Results confirmed Solomon's paradox through three studies; the first showing statistically significant less wise judgement when evaluating experiencing infidelity through their own lens versus judging if the same were to happen with a friend. The second and third studies built on this, encouraging participants to see scenarios through a third-person lens through description of their own actions with third-person pronouns to reduce self-immersion in social situations. Ultimately, self-distancing effectively neutralized the self-other asymmetry, allowing individuals to reason just as wisely about their own personal issues as they did about the problems of others.

==Psychological explanations==

In line with Kross and Grossmann's research, one of the psychological reasons why Solomon's paradox occurs is due to the difference in thought processes when adopting a first-person versus third-person perspective on social issues. When dealing with a difficult personal situation, individuals typically adopt a first-person viewpoint, causing them to process information in an emotionally "hot" way that narrowly focuses on the specific information at hand. This is consistent with construal level theory, which proposes that psychological proximity - being close to a situation in a personal or emotional sense - drives low-level thinking focused on immediate details rather than the bigger picture, while psychological distance encourages high-level reasoning that considers secondary details. When a problem is one's own, psychological proximity is at its maximum, and this concreteness of thought crowds out the broader perspective required for wise reasoning.

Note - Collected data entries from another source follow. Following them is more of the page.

Issue #2256, opened 2023-09-13
azure tedge mapper fails to translate health status messages


PradeepKiruvale:
**Describe the bug**

When `tedge-mapper-az` is started and receives the `health status messages`, mapper fails to translate these messages and throws the error below

```
023-09-13T06:23:22.76119982Z ERROR az_mapper_ext::converter: Mapping error: Invalid JSON: invalid type: integer `1694586060`, expected a borrowed string at line 1 column 44: `0}
`    
2023-09-13T06:23:22.76150372Z ERROR az_mapper_ext::converter: Mapping error: Invalid JSON: invalid type: integer `1694581730`, expected a borrowed string at line 1 column 42: `0}
`    
2023-09-13T06:23:22.76159542Z ERROR az_mapper_ext::converter: Mapping error: Invalid JSON: invalid type: integer `1694581730`, expected a borrowed string at line 1 column 42: `0}
```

Another theory relates to cognitive biases, namely egocentric bias, where due to prioritizing one's own perspective, judgement becomes distorted when the issue is personally relevant. This leads individuals to subconsciously prioritize their own feelings about the subject matter instead of the problems at hand, resulting in a narrower point of view and reasoning, and thus lowering the usefulness of the advice. Similar observations are also present when attempting to provide advice and solve problems for people in close proximity to the individual, such as close friends and family members, due to their importance to the individual.

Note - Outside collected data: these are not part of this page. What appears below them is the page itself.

Issue #2274, opened 2023-09-20
Health check and status for c8y mapper on `te/`


Bravo555:
The `c8y` mapper is changed to use health status from the `te/+/+/+/+/status/health` and health check from `te/+/+/+/+/cmd/health/check` instead of `tedge/health/+` and `tedge/health-check` topics.

### Feature-related

- [x] #2349
- [x] #2348
- [x] [Use new `te/.../cmd/health/check` command](https://github.com/thin-edge/thin-edge.io/issues/2308)

### Cleanup

- [ ] Rewrite sending service startup registration message so there's less boilerplate
- [ ] Clean up `ServiceTopicId`, `EntityTopicId`, `DeviceTopicId`, `Service`, etc. abstractions
- [ ] fill `serviceType` default in mapper instead of the store
- [ ] Simplify passing of ancestors to functions which need to know ancestors of the given entity

didier-wenzek:
See also:
- https://github.com/thin-edge/thin-edge.io/issues/2253
- https://github.com/thin-edge/thin-edge.io/issues/2308

Bravo555:
Because of the upcoming 0.13 release and all feature-related work has been done, this issue can be closed. A new issue(s) will be created for the remaining clean-up tasks.

gligorisaev:
QA has thoroughly checked the feature and here are the results:

- [x] Test for ticket exists in the test suite.
- tests/RobotFramework/tests/MQTT_health_check/MQTT_health_endpoints.robot
- tests/RobotFramework/tests/MQTT_health_check/health_tedge-mapper-collectd.robot
- tests/RobotFramework/tests/cumulocity/service_monitoring/service_monitoring.robot
- tests/RobotFramework/tests/cumulocity/software_management/software.robot
- tests/RobotFramework/tests/cumulocity/supported_operations/mapper-publishing-agent-supported-ops.robot
- tests/RobotFramework/tests/tedge/call_tedge_config_list.robot
- tests/RobotFramework/tests/tedge_to_te_converter/convert_tedge_topics_to_te_topics.robot
- tests/RobotFramework/tests/cumulocity/supported_operations/mapper-publishing-agent-supported-ops.robot
- tests/RobotFramework/tests/tedge/call_tedge_config_list.robot
- tests/RobotFramework/tests/tedge_to_te_converter/convert_tedge_topics_to_te_topics.robot
[...]

PR #2276, opened 2023-09-20
Move c8y-mapper to new health topics

Bravo555:
## Proposed changes

This PR updates most of the services to use new health status topics:

```
tedge/health/SERVICE_NAME
-> te/device/main/service/SERVICE_NAME/status/health

tedge/health/CHILD_ID/SERVICE_NAME
-> te/device/CHILD_ID/service/SERVICE_NAME/status/health
```

Health check commands are not part of this PR and will be done in a follow-up PR.

`tedge_to_te_converter` mapping of `tedge/health` to `te/+/+/+/+/health/status` is still active so e.g. cloud bridges can still publish messages to old topics but be converted to new ones.

## Types of changes

## Paste Link to the issue

- #2274: This PR completes half of the scope of this ticket by moving c8y-mapper and other services to new health status message
- #2308: tedge-watchdog was updated to read health status messages from new topics, but still uses old `tedge/health-check` topic for health check commands

## Checklist

### Follow-up tasks

- [ ] Improve construction of startup registration messages


crates/core/tedge_agent/src/agent.rs
```diff
@@ -182,7 +182,13 @@ impl Agent {
         let signal_actor_builder = SignalActor::builder(&runtime.get_handle());
 
         // Health actor
-        let health_actor = HealthMonitorBuilder::new(TEDGE_AGENT, &mut mqtt_actor_builder);
+        let service_topic_id = self.config.mqtt_device_topic_id.to_service_topic_id("tedge-agent")
+            .with_context(|| format!("Device topic id {} currently needs default scheme, e.g: 'device/DEVICE_NAME//'", self.config.mqtt_device_topic_id))?;
```
Bravo555, line 186: This will fail if `mqtt_device_topic_id` doesn't fit default scheme. Is there a better way to handle this?

crates/extensions/c8y_mapper_ext/src/converter.rs
```diff
@@ -340,29 +341,33 @@ impl CumulocityConverter {
...
+        entity: &EntityTopicId,
         message: &Message,
     ) -> Result<Vec<Message>, ConversionError> {
         let mut mqtt_messages: Vec<Message> = Vec::new();
 
         // Send the init messages
-        if check_tedge_agent_status(message)? {
-            create_tedge_agent_supported_ops(self.ops_dir.clone()).await?;
+        // TODO: use entity store to check service statuses
+        if is_message_tedge_agent_up(message)? {
```
Bravo555, line 351: The health status could arguably be a part of an entity store, since it's supposed to know about all entities anyway. I'd be for deferring it to another PR though.

crates/core/tedge_api/src/mqtt_topics.rs
```diff
@@ -305,6 +310,75 @@ impl EntityTopicId {
...
+        if let ["device", device_name, "", ""] = self.0.split('/').collect::<Vec<&str>>()[..] {
+            return Some(ServiceTopicId(EntityTopicId(format!(
+                "device/{device_name}/service/{service_name}"
+            ))));
+        }
+        None
+    }
+
+    /// Returns an array of all segments of this entity topic.
+    pub fn segments(&self) -> [&str; ENTITY_ID_SEGMENTS] {
```
didier-wenzek, line 329: I would really avoid to have this method `pub`: from the API a topic Id is atomic.

crates/core/tedge_api/src/mqtt_topics.rs
```diff
@@ -305,6 +310,75 @@ impl EntityTopicId {
...
+    pub fn as_str(&self) -> &str {
+        self.0.as_str()
+    }
+}
+
+/// Represents an entity topic identifier known to be a service.
+///
+/// It's most often in a format `device/DEVICE_NAME/service/SERVICE_NAME`.
+#[derive(Debug, Clone, Hash, PartialEq, Eq)]
+pub struct ServiceTopicId(EntityTopicId);
```
didier-wenzek, line 347: I'm not convinced by this type.

Why would we have a specific type to identify services but not devices?

crates/extensions/tedge_health_ext/src/lib.rs
```diff
@@ -37,12 +44,65 @@ impl HealthMonitorBuilder {
...
+        // Update the MQTT config
+        *mqtt.as_mut() = builder.set_init_and_last_will(mqtt.as_mut().clone());
+
+        builder
+    }
+
+    /// Creates a HealthMonitorBuilder that creates a HealthMonitorActor with
+    /// a new topic scheme.
+    pub fn from_service_topic_id(
+        service: ServiceTopicId,
```
didier-wenzek, line 68: It would be far better to pass the`device` topic id along the `service` topic id, instead of  extracting the former from the latter. Indeed, there is no guaranties that the topic scheme will be the default. 

```suggestion
    /// Creates a HealthMonitorBuilder that creates a HealthMonitorActor with
    /// a new topic scheme.
    pub fn from_service_topic_id(
        device: EntityTopicId,
        service: ServiceTopicId,
```

crates/core/tedge_api/src/mqtt_topics.rs
```diff
@@ -305,6 +310,75 @@ impl EntityTopicId {
...
+    pub fn as_str(&self) -> &str {
+        self.0.as_str()
+    }
+
+    pub fn entity(&self) -> &EntityTopicId {
+        &self.0
+    }
+
+    /// If in a default MQTT scheme, returns a device topic id of this service.
+    pub fn to_device_topic_id(&self) -> Option<DeviceTopicId> {
```
didier-wenzek, line 359: We really should avoid these methods that assume a default topic scheme.

crates/core/tedge_api/src/mqtt_topics.rs
```diff
@@ -305,6 +310,75 @@ impl EntityTopicId {
         }
         .map(|parent_id| EntityTopicId(format!("device/{parent_id}//")))
     }
+
+    /// If `self` is a device topic id, return a service topic id under this
+    /// device.
+    ///
+    /// The device topic id must be in a format: "device/DEVICE_NAME//"; if not,
+    /// `None` will be returned.
+    pub fn to_service_topic_id(&self, service_name: &str) -> Option<ServiceTopicId> {
```
didier-wenzek, line 319: We really should avoid these methods that assume a default topic scheme.

didier-wenzek (commented):
I still need some time to finalize this review.

crates/core/tedge_api/src/mqtt_topics.rs
Bravo555: Would having this be `pub(crate)` be acceptable?

crates/core/tedge_api/src/mqtt_topics.rs
Bravo555: Also addressed it [here](https://github.com/thin-edge/thin-edge.io/pull/2271#discussion_r1331351769).

We can have a specific type to identify devices as well, just by the scope of this PR I thought it was a good place to add one for a service. I think as we plan to support custom MQTT schemes, where any identifier can be either a device or a service, it makes sense to save this information by encoding it in a type. Granted, producers of these wrappers are currently not well defined, so maybe this is a premature abstraction, but ultimately, I think these `ServiceTopicId`/`DeviceTopicId` wrapper types could be produced by the entity store (that is, they can be derived from `EntityType` which is a part of `EntityMetadata`), or derived from a default topic scheme.

crates/extensions/tedge_health_ext/src/lib.rs
Bravo555: You're right, it makes no sense to discard device topic id just to derive it later, but instead of adding another argument to the function, it would be better to embed a device topic id inside a `ServiceTopicId` type, so every service contains information about its associated device.

didier-wenzek: Yes, `ServiceTopicId` starts to make sense when embedding the device topic id.

crates/core/tedge_api/src/mqtt_topics.rs
Bravo555: Yes, this assumption of the default topic scheme, spread everywhere with no good way to indicate it (i.e. using a comment or a custom `.expect()` message, instead of better utilising the type system) leads to some unreliable code, and I think implementing a solution to this should be a priority. I'll look at the current usages and make a ticket.

crates/core/tedge_agent/src/agent.rs
didier-wenzek: The agent should be given an entity topic identifier for itself (as an argument). `mqtt_device_topic_id.to_service_topic_id("tedge-agent")` should be used only as a default value.

didier-wenzek: I think this is okay-ish for this PR.

crates/extensions/tedge_health_ext/src/lib.rs
```diff
@@ -37,12 +44,67 @@ impl HealthMonitorBuilder {
...
+        builder
+    }
+
+    /// Creates a HealthMonitorBuilder that creates a HealthMonitorActor with
+    /// a new topic scheme.
+    pub fn from_service_topic_id(
+        service: Service,
+        mqtt: &mut (impl ServiceProvider<MqttMessage, MqttMessage, TopicFilter> + AsMut<MqttConfig>),
+        // TODO: pass it less annoying way
+        mqtt_topic_root: Arc<str>,
```
didier-wenzek, line 71: Why not simply pass a `& MqttSchema` ?

crates/extensions/c8y_mapper_ext/src/converter.rs
```diff
@@ -340,29 +341,33 @@ impl CumulocityConverter {
...
-            );
+        if let Some(parent) = entity.default_parent_identifier() {
+            if parent.is_default_child_device() {
+                let child_id = parent.default_device_name().unwrap();
+                add_external_device_registration_message(
+                    child_id.to_string(),
+                    &mut self.children,
+                    &mut mqtt_messages,
+                );
+            }
```
didier-wenzek, line 366: Beware, this logic is being re-visited by https://github.com/thin-edge/thin-edge.io/pull/2266.

crates/core/tedge_api/src/health.rs
```diff
@@ -1,12 +1,97 @@
...
+            topic.split('/').collect::<Vec<&str>>()[..],
+            ["te", _, _, _, _, "status", "health"]
+        )
+    }
+
+    pub fn as_str(&self) -> &str {
+        &self.0
+    }
+
+    pub async fn send_health_status(&self, responses: &mut impl PubChannel) {
```
didier-wenzek, line 47: I would really avoid to directly use a `PubChannel`.

crates/core/tedge_api/src/health.rs
```diff
@@ -1,12 +1,97 @@
...
 use serde_json::json;
 use time::OffsetDateTime;
 
+/// Encodes a valid health topic.
+///
+/// Health topics are topics on which messages about health status of services are published. To be
+/// able to send health messages, a health topic needs to be constructed for a given entity.
+// TODO: replace `Arc<str>` with `ServiceTopicId` after we're done with transition to new topics
+#[derive(Debug, Clone, PartialEq, Eq)]
+pub struct ServiceHealthTopic(Arc<str>);
```
didier-wenzek, line 18: I'm not convinced by this struct which mixes unrelated things and has overlapping responsibilities with other structs.

- Is this a struct to materialize health topic structures? To build and send health messages?
- Building topics from a root prefix is the responsibility of `mqtt_schema'.
- Sending messages should be done by actors and not using a direct `PubChannel`.

crates/core/tedge_api/src/health.rs
Bravo555: These functions are more or less direct translations of free functions below, just using the `ServiceHealthTopic` type. I'm not sure how to avoid using `PubChannel`, can you give and example of what you had in mind?

crates/core/tedge_api/src/health.rs
Bravo555: > * Is this a struct to materialize health topic structures? To build and send health messages?

Yes, the intent was to have a type wrapper for a health topic so that one has to first produce a valid health topic in order to be able to send health messages on it, in order not to send a health message on something that is not a health topic. The same of course could be done by putting guards on previously used functions to check if input is a health topic before sending the message, but since all the functions take this argument, it made sense to make it a struct and do the check only once when constructing.


> * Building topics from a root prefix is the responsibility of `mqtt_schema'.

Yeah, you're right that `new()` method on this type is probably unnecessary and it's better to use `MqttSchema` to construct it for the "new topic" case. It still needs to handle old topics though, because all the services use the same health monitoring extension and some were not yet updated to new health topics (e.g. one still have to update tests for them), so that's why for now it's just a simple string wrapper, once the transition is complete it can take `ServiceTopicId` so there would be no dependency for knowing the root prefix. The health extension actor could use it like this:

1. take as input `ServiceTopicId` of a service we need a health check for
2. Create a `ServiceHealthTopic` from `ServiceTopicId`, and use `ServiceHealthTopic` to generate health messages and make use of other health-message-related functionality
3. Use `MqttSchema` to create plain MQTT topic for service health status
4. Send MQTT publish message to MQTT actor, to publish on topic generated by `MqttSchema`, with payload generated by `ServiceHealthTopic`

with steps 3/4 perhaps subject to change because it'd be better to just have a single source for generating health messages. Will refactor this struct to work more like this.


> Sending messages should be done by actors and not using a direct `PubChannel`.

That's how it was working previously and I haven't changed it, but I can certainly improve it in this PR. For previous comment i didn't have context, but "should be done by actors instead of `PubChannel`" is very clear, so I'll make necessary modifications.

crates/core/tedge_api/src/health.rs
```diff
@@ -1,12 +1,97 @@
...
+
+impl ServiceHealthTopic {
+    pub fn new(service: ServiceTopicId) -> Self {
+        // XXX: hardcoded MQTT root
+        ServiceHealthTopic(Arc::from(format!("te/{}/status/health", service.as_str())))
+    }
```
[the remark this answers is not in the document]
Bravo555: In terms of the `new` function, the `service` argument is of type `ServiceTopicId` and that type can be any `+/+/+/+` topic, since in the custom MQTT scheme, for a thing to be a service it has to first register as such, just for `device/device-id/service/service-id` registration to entity store happens automatically.

crates/extensions/c8y_mapper_ext/src/converter.rs
```diff
@@ -95,7 +95,8 @@ const INTERNAL_ALARMS_TOPIC: &str = "c8y-internal/alarms/";
 const C8Y_JSON_MQTT_EVENTS_TOPIC: &str = "c8y/event/events/create";
 const TEDGE_AGENT_LOG_DIR: &str = "tedge/agent";
 const CREATE_EVENT_SMARTREST_CODE: u16 = 400;
-const TEDGE_AGENT_HEALTH_TOPIC: &str = "tedge/health/tedge-agent";
+/// XXX: hardcoded topic root
+const TEDGE_AGENT_HEALTH_TOPIC: &str = "te/device/main/service/tedge-agent/status/health";
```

This narrowing of cognition is compounded by the influence of emotion on rational judgement, which comes under the broader concept of bounded rationality. A key distinction in literature is between integral emotions - those arising directly from the situation at hand - and incidental emotions that carry over from prior experiences. Integral emotions strongly and routinely shape decision-making; for instance, a person who feels anxious about the potential outcome of a risky choice may opt for a safer alternative rather than a potentially more rewarding one. In the context of Solomon's paradox, personal conflicts reliably generate intense integral emotions that systematically skew the reasoning process away from balance and toward self-protection. In contrast, when reflecting on the problems of a friend, people naturally assume a detached, observer perspective, giving less rise to integral emotions.

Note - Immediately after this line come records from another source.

Issue #2132, opened 2023-08-07
c8y-remote-access cannot start child-process if the bin is located in /usr/bin


toewsar:
**Describe the bug**
The c8y-remote-access-plugin ist called by the mapper according to the command in the `c8y_RemoteAccessConnect` file.
By default the file contains:
```toml
[exec]
command = "/usr/bin/c8y-remote-access-plugin"
topic = "c8y/s/ds"
on_message = "530"
``` 
But if the binary is not located in `/usr/bin` the execution fails, because the plugin tries to start the hardcoded child process `/usr/bin/c8y-remote-access-plugin`.

**To Reproduce**
Shift `/usr/bin/c8y-remote-access-plugin` to e.g. `~/.local/bin` and adopt `/etc/tedge/operations/c8y/c8y_RemoteAccessConnect`.
If you will now try to connect from c8y the `c8y-remote-access-plugin` will fail.

**Expected behavior**
The `c8y-remote-access-plugin` should use internaly the same path as used to call itself.

**Screenshots**

**Environment (please complete the following information):**
 - OS [incl. version]
 - Hardware [incl. revision]
 - System-Architecture [e.g. result of "uname -a"]
 - thin-edge.io version [e.g. 0.1.0]

**Additional context**

reubenmiller:
@toewsar Yes you're right. I didn't think this was the case, but I can confirm that path to the `c8y-remote-access-plugin` is NOT being read from `/etc/tedge/operations/c8y/c8y_RemoteAccessConnect`.

Here is the offending line: [c8y_remote_access_plugin/src/main.rs](https://github.com/thin-edge/thin-edge.io/blob/ab4e0787daf7344c0d7c99644b117b7085bc4d3e/plugins/c8y_remote_access_plugin/src/main.rs#L99)

```rust
let mut command = tokio::process::Command::new("/usr/bin/c8y-remote-access-plugin")
```

It should be an easy fix though.

didier-wenzek:
Addressed with https://github.com/thin-edge/thin-edge.io/pull/2277

gligorisaev:
QA has thoroughly checked the feature and here are the results:

- [ ] Test for ticket exists in the test suite.
- [x] QA has tested the bug and could not reproduce it anymore.

PR #2277, opened 2023-09-20
Run remote access plugin with correct executable path in child process

Ruadhri17:
## Proposed changes
This PR changes the executable path in child process from default one: `/usr/bin/c8y-remote-access-plugin` to one that was used to call itself. More in #2132.

## Types of changes

## Paste Link to the issue
* #2132 
<br/>

## Checklist

### DIFF
--- a/plugins/c8y_remote_access_plugin/src/main.rs
+++ b/plugins/c8y_remote_access_plugin/src/main.rs
@@ -1,3 +1,4 @@
+use std::path::PathBuf;
 use std::process::Stdio;
 
 use camino::Utf8Path;
@@ -6,6 +7,7 @@ use clap::Parser;
 use futures::future::try_select;
 use futures::future::Either;
 use input::parse_arguments;
+use miette::miette;
 use miette::Context;
 use miette::IntoDiagnostic;
 use tedge_config::TEdgeConfig;
@@ -14,6 +16,7 @@ use tedge_utils::file::create_directory_with_user_group;
 use tedge_utils::file::create_file_with_user_group;
 use tokio::io::AsyncBufReadExt;
 use tokio::io::BufReader;
+use toml::Table;
 use url::Url;
 
 use crate::auth::Jwt;
@@ -49,7 +52,7 @@ async fn main() -> miette::Result<()> {
             Ok(())
         }
         Command::Connect(command) => proxy(command, tedge_config).await,
-        Command::SpawnChild(command) => spawn_child(command).await,
+        Command::SpawnChild(command) => spawn_child(command, config_dir.tedge_config_root_path()).await,
     }
 }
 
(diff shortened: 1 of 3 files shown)


jarhodes314 (approved):

reubenmiller (changes requested):
Shouldn't we use the path which is set in the actual operation file? This would allow users to run their custom logic if necessary before calling the command.

For example, the file `/etc/tedge/operations/c8y/c8y_RemoteAccessConnect` includes a `exec.command` setting which should technically control which command should be executed when receiving the `530` message (below shows an example of this file):

```toml
/etc/tedge/operations/c8y # cat c8y_RemoteAccessConnect
[exec]
command = "/usr/bin/c8y-remote-access-plugin"
topic = "c8y/s/ds"
on_message = "530"
```

plugins/c8y_remote_access_plugin/src/main.rs
```diff
@@ -184,6 +189,25 @@ fn build_proxy_url(cumulocity_host: &str, key: &str) -> miette::Result<Url> {
         .context("Creating websocket URL")
 }
 
+fn get_executable_path(config_dir: &Utf8Path) -> miette::Result<PathBuf> {
+    let operation_path = supported_operation_path(config_dir);
+
+    let content = std::fs::read_to_string(&operation_path)
+        .into_diagnostic()
+        .context(format!(
```
jarhodes314, line 197:
```suggestion
        .with_context(|| format!(
```

This means that we construct the string lazily when an error occurs rather than every time we call this function.

plugins/c8y_remote_access_plugin/src/main.rs
```diff
@@ -184,6 +189,25 @@ fn build_proxy_url(cumulocity_host: &str, key: &str) -> miette::Result<Url> {
...
+            "The operation file {operation_path} does not exist or is not readable."
+        ))?;
+
+    let operation: Table = content
+        .parse()
+        .into_diagnostic()
+        .context(format!("Failed to parse {operation_path} file"))?;
```
jarhodes314, line 204:
```suggestion
        .with_context(|| format!("Failed to parse {operation_path} file"))?;
```

plugins/c8y_remote_access_plugin/src/main.rs
```diff
@@ -184,6 +189,25 @@ fn build_proxy_url(cumulocity_host: &str, key: &str) -> miette::Result<Url> {
...
+
+    Ok(PathBuf::from(operation["exec"]["command"].as_str().ok_or(
```
jarhodes314, line 206:
```suggestion
    Ok(PathBuf::from(operation["exec"]["command"].as_str().ok_or_else(||
```

plugins/c8y_remote_access_plugin/src/main.rs
```diff
@@ -184,6 +189,25 @@ fn build_proxy_url(cumulocity_host: &str, key: &str) -> miette::Result<Url> {
         .context("Creating websocket URL")
 }
 
+fn get_executable_path(config_dir: &Utf8Path) -> miette::Result<PathBuf> {
+    let operation_path = supported_operation_path(config_dir);
+
+    let content = std::fs::read_to_string(&operation_path)
```
jarhodes314, line 195:
```suggestion
    let content = tokio::fs::read_to_string(&operation_path)
        .await
```

jarhodes314 (changes requested):
A few minor comments

jarhodes314 (approved):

Solomon's paradox also parallels theories of intention-behaviour gaps: where ideas of what one should do in any given decision are inconsistent with what one actually does. Where the intention-behaviour gap describes a failure to act in accordance with one's own values and plans, Solomon's paradox mirrors how these values are hypothesised but rarely followed through. Both theories are based on the interference of emotional investment with rational self-regulation, and how self-generated ideas are unusually difficult to apply.

==Applications==

Acknowledging Solomon's paradox can be applied in therapy, as therapists frequently use cognitive techniques to create psychological distance between clientele and their issues. For example, linguistically switching from first-person to third-person pronouns can help reduce emotional reactivity through understanding circumstances more holistically. Increasing self-distance also has the potential to introduce new information that regulates emotion via semantic change.